→ EXERCISE AIM: Scan the records below and copy every line that contains the string "phabricator".

(Collected data entries)
....
PR #727, opened 2024-01-18
Use S3 compatible driver for interacting with GCS

m90:
Ticket https://phabricator.wikimedia.org/T354744

### DIFF
--- a/CHANGELOG.md
+++ b/CHANGELOG.md
@@ -1,5 +1,8 @@
 # api
 
+## 8x.35.1 - 22 January 2024
+- Use S3 driver for accessing static files in GCP buckets, using proper ACLs
+
 ## 8x.35.0 - 19 January 2024
 - Use pessimistic DB locks during Query Service Batch transactions
 
@@ -7,7 +10,7 @@
 - Add missing QuestyCaptcha settings to wiki details response
 - Revert "Use S3 driver for accessing static files in GCP buckets"
 
-## 8x.34.0 - 17 January 2024
+## 8x.34.0 - 17 January
 - Use S3 driver for accessing static files in GCP buckets
 
 ## 8x.33.0 - 03 January 2024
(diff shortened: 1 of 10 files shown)


deer-wmde (approved):
I'm missing some context but to me this looks like it's re-introducing the changes from https://github.com/wbstack/api/pull/719/ + ACL fixes for the problems we encountered, so I approve

CHANGELOG.md
```diff
@@ -1,10 +1,13 @@
 # api
 
+## 8x.34.2 - 18 January
+- Use S3 driver for accessing static files in GCP buckets, using proper ACLs
```
tarrow, line 4: I wanted to confirm I understand this correctly:

This applies exactly the same logic as #719 but also adds the `'visibility' => 'public'` setting to all places we save files. For what it's worth I'd have no objection to also setting this for the whole `Storage disk` object since I can see us forgetting to set this in future and confusing us.

Indeed if I understood our possible desire to move towards Unified Bucket access (e.g. with no per object ACLs) perhaps we don't want to be having the s3 driver setting these things at at; we might want to advance to the 3.0 version (perhaps with a small feature outage while we do it). This would then allow Laravel to return the the state it was in before of "totally unaware of anything about the file visibility of uploaded logos".

These changes alone are not sufficient to make the feature work (i.e. logos won't be visible to the public) though since now the service account this is using needs to also have the right to make the ACL changes (since 1.0 of league/flysystem-aws-s3-v3) dies if it can't make the ACL changes it tries to.

m90: > These changes alone are not sufficient to make the feature work (i.e. logos won't be visible to the public) though since now the service account this is using needs to also have the right to make the ACL changes (since 1.0 of league/flysystem-aws-s3-v3) dies if it can't make the ACL changes it tries to.

I'm not entirely sure what this paragraph is trying to say.

PR #731, opened 2024-01-26
Replace `laravel-stackdriver` package

deer-wmde:
https://phabricator.wikimedia.org/T344377

- remove `gluedev/laravel-stackdriver`
- add `absszero/laravel-stackdriver-error-reporting`


app/Exceptions/Handler.php
```diff
@@ -36,14 +35,12 @@ class Handler extends ExceptionHandler
...
 
     /**
-     * Report or log an exception.
-     *
-     * @param  \Throwable  $e
-     * @return void
+     * Register the exception handling callbacks for the application.
      */
-    public function report(Throwable $e)
+    public function register()
```
tarrow, line 40: We talked about this; we just wanted to check that this will behave in the same way as before but is the new recommended way to do this.

tarrow (commented):
Assuming this one comment is "fine" and that the error reports coming out look the same then I'm happy for this to me merged :)

deer-wmde:
This is an example of the reported errors that I triggered on monday on staging for testing this:
[GCP Error reporting](https://console.cloud.google.com/errors/detail/CObm2ePvpY_ygAE;service=WBaaS%20Wikibase%20Dev;version=1.0.0;time=P30D?project=wikibase-cloud)
[GCP Logs](https://console.cloud.google.com/logs/query;query=error_groups.id%3D%22CObm2ePvpY_ygAE%22%0AlogName:%22app-error%22%0Aresource.type%3D%22global%22%0Aresource.labels.project_id%3D%22wikibase-cloud%22;cursorTimestamp=2024-01-29T17:15:44.704252Z;startTime=2024-01-29T16:46:14.704Z;endTime=2024-01-29T17:46:14.704Z?project=wikibase-cloud)

Unfortunately it seems there is no matching naturally ocurring instance of this exact error in the last 30 days but what we still can see here is that it gets reported just as other errors before and it also turns up in the console logs

app/Exceptions/Handler.php
deer-wmde: Looking at the [docs](https://laravel.com/docs/10.x/errors) this seems to be recommended, although I now realized a reason to override the report function may be if you want to call it yourself when there is no Exception (see section [The report helper](https://laravel.com/docs/10.x/errors#the-report-helper))

deer-wmde: I don't think we do this anywhere though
....
→ EXERCISE RESPONSE:
Ticket https://phabricator.wikimedia.org/T354744
https://phabricator.wikimedia.org/T344377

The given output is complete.